Task to complete —
Instruction for the data below: set down exactly the lines from the line with "- [/] When updating" to the line with "Ofcourse I might", inclusive, and no others.

[Source material — start]

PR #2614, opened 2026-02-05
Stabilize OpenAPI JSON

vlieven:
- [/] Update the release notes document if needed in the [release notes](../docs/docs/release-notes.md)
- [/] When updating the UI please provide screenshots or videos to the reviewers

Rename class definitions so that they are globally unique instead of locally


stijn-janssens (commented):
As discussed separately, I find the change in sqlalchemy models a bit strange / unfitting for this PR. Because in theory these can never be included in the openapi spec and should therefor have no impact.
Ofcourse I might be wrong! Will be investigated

[Source material — finish]
[Source material — start]

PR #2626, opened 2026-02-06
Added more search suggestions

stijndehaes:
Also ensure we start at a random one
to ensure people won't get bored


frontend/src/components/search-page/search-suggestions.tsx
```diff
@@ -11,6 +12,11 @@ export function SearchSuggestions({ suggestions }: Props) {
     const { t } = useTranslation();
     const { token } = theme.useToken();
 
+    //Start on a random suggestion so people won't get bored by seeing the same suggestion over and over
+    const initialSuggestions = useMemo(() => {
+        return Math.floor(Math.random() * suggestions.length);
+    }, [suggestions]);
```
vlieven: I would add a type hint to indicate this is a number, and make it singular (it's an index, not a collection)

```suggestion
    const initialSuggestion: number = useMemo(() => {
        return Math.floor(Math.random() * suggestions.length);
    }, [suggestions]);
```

[Source material — finish]

Problem solution —
- [/] When updating the UI please provide screenshots or videos to the reviewers

Rename class definitions so that they are globally unique instead of locally


stijn-janssens (commented):
As discussed separately, I find the change in sqlalchemy models a bit strange / unfitting for this PR. Because in theory these can never be included in the openapi spec and should therefor have no impact.
Ofcourse I might be wrong! Will be investigated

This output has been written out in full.